In dit praktijkgeval is het de verantwoordelijkheid van de GZ-psycholoog om een inschatting te maken van de geïndiceerde zorg, na te gaan of de instelling de zorg kan bieden én of deze te verenigen is met de zorg voor andere cliënten. Zij moet hierbij niet alleen rekening houden met de inclusiecriteria van de instelling, maar ook met de eisen die gesteld worden aan een beslissing tot het niet aangaan van een behandelingsovereenkomst. Voor artsen zijn die eisen te vinden in KNMG-richtlijn Niet-aangaan of beëindiging van de geneeskundige behandelingsovereenkomst, die bij gebrek aan een specifieke richtlijn van het NIP, analoog op GZ-psychologen van toepassing is. De richtlijn biedt ruimte om een cliënt niet te behandelen, als de behandeling ten koste gaat van de (kwaliteit van) zorg voor andere cliënten of als de veiligheid van cliënten en medewerkers niet voldoende kan worden gewaarborgd. De GZ-psycholoog kan dus in lijn met de inclusiecriteria van haar instelling redelijkerwijs beslissen om cliënt niet in behandeling te nemen. De instelling is immers niet toegerust voor de behandeling van personen met een antisociale stoornis, c.q. gewelddadig gedrag. Volgens genoemde richtlijn moet zij deze beslissing zorgvuldig communiceren en motiveren naar de cliënt. Daarnaast zal zij in geval van nood de noodzakelijke hulp moeten bieden.

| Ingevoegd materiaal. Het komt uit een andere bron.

PR #793, opened 2024-03-22
Fix Anope 2.1 not being marked as a development release.

SadieCat:
Anope has a stable branch (2.0) and a development branch (2.1). Fedora (and its descendants) decided to ship the development branch for some reason. This has resulted in Repology marking distributions that ship the stable version as out of date.


AMDmi3:
Is it only 2.1 or all odd minor versions?

SadieCat:
Its all odd minor versions. Is there a better way to express that?

AMDmi3:
Yes, see [13579] pattern for KDE projects (900/k.yml)

SadieCat:
I've updated this PR to use the same matching logic.

PR #795, opened 2024-03-31
Add librustls rules

kpcyrd:


AMDmi3:
Is there reason to chose `librustls` name? Both upstream project name and crate name are `rustls-ffi`. `rustls-ffi` is more widely used package name too.

kpcyrd:
Updated!

PR #797, opened 2024-04-02
Merge swiftlang

jbicha:
Debian has packaged swift-lang using the source package name [swiftlang](https://tracker.debian.org/pkg/swiftlang).

This is untested and I'm unsure if it's the right fix. Note that 850.split-amgibuities/s.yaml renames swift to swift-lang if there is a URL containing swift.org which the Debian package should have. So it's unclear whether it is better to just set the correct name (swift-name) directly and on the previous line for swift-language or set it to swift and let the ambiguity rule handle it afterwards.


jbicha:
Done. Thanks

PR #807, opened 2024-04-19
Merge libproxy subpackages into libproxy

DimStar77:


AMDmi3:
> I hope I got the format right

Yes, but there's no need for a separate file for it. Please do a single line rule in 800/lib

PR #809, opened 2024-04-21
mumble: 1.5.x up to 1.5.629 are RC

andreasstieger:
mumble: 1.5.x up to 1.5.629 are RC
See https://www.mumble.info/blog/mumble-1.5.629-rc-3/
https://www.mumble.info/blog/new-versioning-scheme/


AMDmi3:
It makes sense to use `verge`/`verle` or `rel`* instead of pattern here. Also please add `maintenance: true` to indicate that this needs manual maintenance.

PR #811, opened 2024-04-30
Rename emulationstation-de to es-de

bentley:
According to the upstream FAQ
(https://gitlab.com/es-de/emulationstation-de/-/blob/master/FAQ.md):

“As of the 3.0.0 release the official name for the project and application is ES-DE Frontend or simply ES-DE.”


bentley:
This is really a merge, not just a rename, because Repology has the same project under multiple names:

- https://repology.org/project/es-de/versions
- https://repology.org/project/emulationstation-de/versions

Wat nu als haar werkgever haar de instructie geeft cliënt toch toe te laten? Dan is het aan haar om uit te leggen dat zij gezien de zorgplicht jegens de andere cliënten niet de verantwoordelijkheid voor deze beslissing kan nemen. Haar werkgever kan haar in deze omstandigheden niet dwingen de instructie na te komen. Wel zal bij een herhaling van situaties als deze de vraag kunnen rijzen of er sprake is van een werkbare situatie.